PR #892, opened 2021-12-10
Setup mypy in `tox -e typing` and get it to pass

sirosen:
This is the smallest possible change to get mypy passing on the jsonschema codebase. The goal of this configuration is to enforce type annotations anywhere that they appear.
That is, if a method is added to the codebase,

    def foo(x: int) -> str:
        return str(x)

then usages of `foo` will by type checked. If no annotations are added, `mypy` will not type check functions.

For the most part, this keeps the impact low. The one exceptional case is the use of `pyrsistent.pmap` as an argument to `attr.ib(converter=...)`. Unfortunately, it causes `mypy` to incorrectly deduce the type of the init parameter created by attrs. We need to "explain the type of init" to mypy by creating a callable with a concrete type to act as the converter. The callable in question simply wraps `pmap` with a cast and presents the desired type
information to mypy.

---

A few asides:

I see some whitespace edits crept in when I `black`ed files. I'll back those out when I can work on this more next week.

I personally like `import typing as t` and then using `t.Optional`, `t.Dict`, etc. throughout a codebase. But there are various opinions on this, so I've gone with `import typing` and `typing.Optional`, etc. as what I believe is the least controversial choice.

`tox -e typing` seemed consistent with `tox -e style`: name the env by the thing being checked, not the tool used to check it. `tox -e mypy` would also work.

Type checking enforcement is somewhat necessary if we are to consider publishing type information from `jsonschema`. I don't know if this is really desirable, but the PR shows what it would take to get type checking to pass.

### DIFF
--- a/jsonschema/exceptions.py
+++ b/jsonschema/exceptions.py
@@ -1,18 +1,19 @@
 """
 Validation errors, and some surrounding helpers.
 """
+from __future__ import annotations
+
 from collections import defaultdict, deque
 from pprint import pformat
 from textwrap import dedent, indent
 import itertools
-import typing
 
 import attr
 
 from jsonschema import _utils
 
-WEAK_MATCHES: typing.FrozenSet[str] = frozenset(["anyOf", "oneOf"])
-STRONG_MATCHES: typing.FrozenSet[str] = frozenset()
+WEAK_MATCHES: frozenset[str] = frozenset(["anyOf", "oneOf"])
+STRONG_MATCHES: frozenset[str] = frozenset()
 
 _unset = _utils.Unset()
 
--- a/jsonschema/exceptions.py
+++ b/jsonschema/exceptions.py
@@ -5,13 +5,14 @@ from collections import defaultdict, deque
 from pprint import pformat
 from textwrap import dedent, indent
 import itertools
+import typing
 
 import attr
 
 from jsonschema import _utils
 
-WEAK_MATCHES = frozenset(["anyOf", "oneOf"])
-STRONG_MATCHES = frozenset()
+WEAK_MATCHES: typing.FrozenSet[str] = frozenset(["anyOf", "oneOf"])
+STRONG_MATCHES: typing.FrozenSet[str] = frozenset()
 
 _unset = _utils.Unset()
 
--- a/jsonschema/tests/test_validators.py
+++ b/jsonschema/tests/test_validators.py
@@ -1663,7 +1663,7 @@ class AntiDraft6LeakMixin(object):
 
 class TestDraft3Validator(AntiDraft6LeakMixin, ValidatorTestMixin, TestCase):
     Validator = validators.Draft3Validator
-    valid: typing.Tuple[dict, dict] = {}, {}
+    valid: typing.Tuple[dict, dict] = ({}, {})
     invalid = {"type": "integer"}, "foo"
 
     def test_any_type_is_valid_for_type_any(self):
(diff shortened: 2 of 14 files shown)


jsonschema/exceptions.py
```diff
@@ -5,13 +5,14 @@
...
 import itertools
+import typing
 
 import attr
 
 from jsonschema import _utils
 
-WEAK_MATCHES = frozenset(["anyOf", "oneOf"])
-STRONG_MATCHES = frozenset()
+WEAK_MATCHES: typing.FrozenSet[str] = frozenset(["anyOf", "oneOf"])
```
Julian, line 14: (Ignorance question, I'll have to read myself a bit more before merging) but is there a more generic type here than this? I'd like to not say this is a frozenset, in the future it may (likely will) become a `pyrsistent.pset`. So just something like `collections.abc.Set` or whatever the typing equivalent is would be a bit preferable.

jsonschema/tests/test_validators.py
```diff
@@ -1662,7 +1663,7 @@ def test_False_is_not_a_schema_even_if_you_forget_to_check(self):
 
 class TestDraft3Validator(AntiDraft6LeakMixin, ValidatorTestMixin, TestCase):
     Validator = validators.Draft3Validator
-    valid = {}, {}
+    valid: typing.Tuple[dict, dict] = ({}, {})
```
Julian, line 1666: I take it mypy complains if you don't add these types here? (If not I don't see much value in adding them here for typing the test case fixtures, the real type is in fact the type of schemas, i.e. `Union[dict, bool]` right now, but possibly some larger union type later, but if it's simpler to add than ignore, then yeah leave them).

jsonschema/exceptions.py
sirosen: I think the best we can do is `typing.Collection[str]`, which is the type for `collections.abc.Collection`.

`typing.Set` doesn't work, as it is the type for `builtins.set`, not `collections.abc.Set`.
Most of `collections.abc` is mirrored in `typing`, and even `collections.abc.MutableSet` maps to `typing.MutableSet`. I guess `Set` was skipped because of the likelihood of confusion with the builtin set type.

In py3.9+, all of the `collections.abc` types are usable as generics, so we'd be able to write
```python
WEAK_MATCHES: collections.abc.Set[str] = ...
```
and I would expect it to work.

The big alternative, which I could apply here and elsewhere, is to use `from __future__ import annotations`, now that py3.6 has been dropped. The future import enables several features and behaviors, but the one that is relevant here is that it allows the use of builtin types in annotations. So we can do
```python
from __future__ import annotations

WEAK_MATCHES: frozenset[str] = ...
```

If you prefer the results of the future import, I can apply it to all of the places where I had to add annotations.

jsonschema/tests/test_validators.py
sirosen: Yes, unfortunately. `mypy` generally complains when it sees unannotated empty dict assignments.
Adding this annotation seemed the simplest way to pacify it.

We could also add `# typing: ignore` comments. For tests I think it would be appropriate (I am against the use of ignore comments in most cases, since it's just as verbose as an annotation and leaves the type checker with less information).
If we don't want type checking on tests at all, we can add `exclude = test_*` to the mypy config, and it will exclude all `test_*` module names. I could do that and revert any changes to test modules, if that is preferable.

jsonschema/exceptions.py
Julian: Yeah let's go with the future import! After that I think I'll merge. Thanks again for the help here!

sirosen: I've just gotten around to doing this. Wherever it simplified things, I added a `from __future__ import annotations`.

Let me know if there are any issues with it, but I think we're good to go on this! 😄

sirosen:
I'm going to have to make further tweaks. I forgot about how the future import behaves.
`x = Union[int, str]` is valid in all (current) language versions but `x = int | str` is only valid in py3.10+ even with the future import.

Sorry for the noise; hopefully I'll have it sorted out shortly.

sirosen:
There were a few issues with the doc build which I think I have sorted out. I did some amends and rebases to try to keep a useful commit history.

631fba1 deals with issues arising from sphinx trying to build a cross-reference for `ClassVar[TypeChecker]`. Because it can't resolve `TypeChecker` to `jsonschema.TypeChecker`, it needs some special hand-holding. The commit message explains in more detail. If there's a better way to give sphinx context, I'm happy to adjust. 

17384e7 handles a related but different case (which was not flagged in my local builds because I was running tox under py3.8, and for whatever reason it only shows up on 3.9+). If you write `FooType = Union[int, str]; x: FooType`, that's valid and means what it looks like. However, when sphinx sees `FooType`, it will try to cross-reference that, rather than using the value. The easiest solution is to just avoid these kind of type assignments and use the desired type directly, even if it's a little more verbose.

cdc2807 does the same kind of cleanup as 17384e7, but in a location where sphinx was not seeing the variable names. It's purely precautionary.

811bab2 omits type-checking-only code from coverage reporting, to try to get the coverage check to pass. It doesn't seem to have been sufficient, but I think it still makes sense to include.

As I write this, the build is still going and the coverage check is still red, but I expect all of it to pass.

Julian:
Awesome! Don't worry too much about the coverage check, I'll have a look. Appreciated.

Julian:
Odd (and worrying) that things pass locally in Sphinx even the way you originally had it, and on the same versions of everything via tox. But I don't have time to diagnose why at the minute... Going to merge. Thanks again for the PR!

sirosen:
> Odd (and worrying) that things pass locally in Sphinx even the way you originally had it

I agree.

I'm generally a big fan of the new typing stuff, but this branch seemed to run into almost all of my least-favorite things -- typing-time code in `if TYPE_CHECKING`, idiosyncratic rules about how to do conditional imports, "future annotations" which the runtime can't handle, ...

Please feel free to call me in to help out if any of this creates problems down the line. And thanks for being receptive to these changes!

Julian:
I very well may take you up on that offer, thanks!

EXERCISE OBJECTIVE -
Please output the lines of the listing above that fall in the stretch from the one with "Julian: Yeah let's" through the one with "17384e7 handles a", exactly and only those.

EXERCISE RESPONSE -
Julian: Yeah let's go with the future import! After that I think I'll merge. Thanks again for the help here!

sirosen: I've just gotten around to doing this. Wherever it simplified things, I added a `from __future__ import annotations`.

Let me know if there are any issues with it, but I think we're good to go on this! 😄

sirosen:
I'm going to have to make further tweaks. I forgot about how the future import behaves.
`x = Union[int, str]` is valid in all (current) language versions but `x = int | str` is only valid in py3.10+ even with the future import.

Sorry for the noise; hopefully I'll have it sorted out shortly.

sirosen:
There were a few issues with the doc build which I think I have sorted out. I did some amends and rebases to try to keep a useful commit history.

631fba1 deals with issues arising from sphinx trying to build a cross-reference for `ClassVar[TypeChecker]`. Because it can't resolve `TypeChecker` to `jsonschema.TypeChecker`, it needs some special hand-holding. The commit message explains in more detail. If there's a better way to give sphinx context, I'm happy to adjust. 

17384e7 handles a related but different case (which was not flagged in my local builds because I was running tox under py3.8, and for whatever reason it only shows up on 3.9+). If you write `FooType = Union[int, str]; x: FooType`, that's valid and means what it looks like. However, when sphinx sees `FooType`, it will try to cross-reference that, rather than using the value. The easiest solution is to just avoid these kind of type assignments and use the desired type directly, even if it's a little more verbose.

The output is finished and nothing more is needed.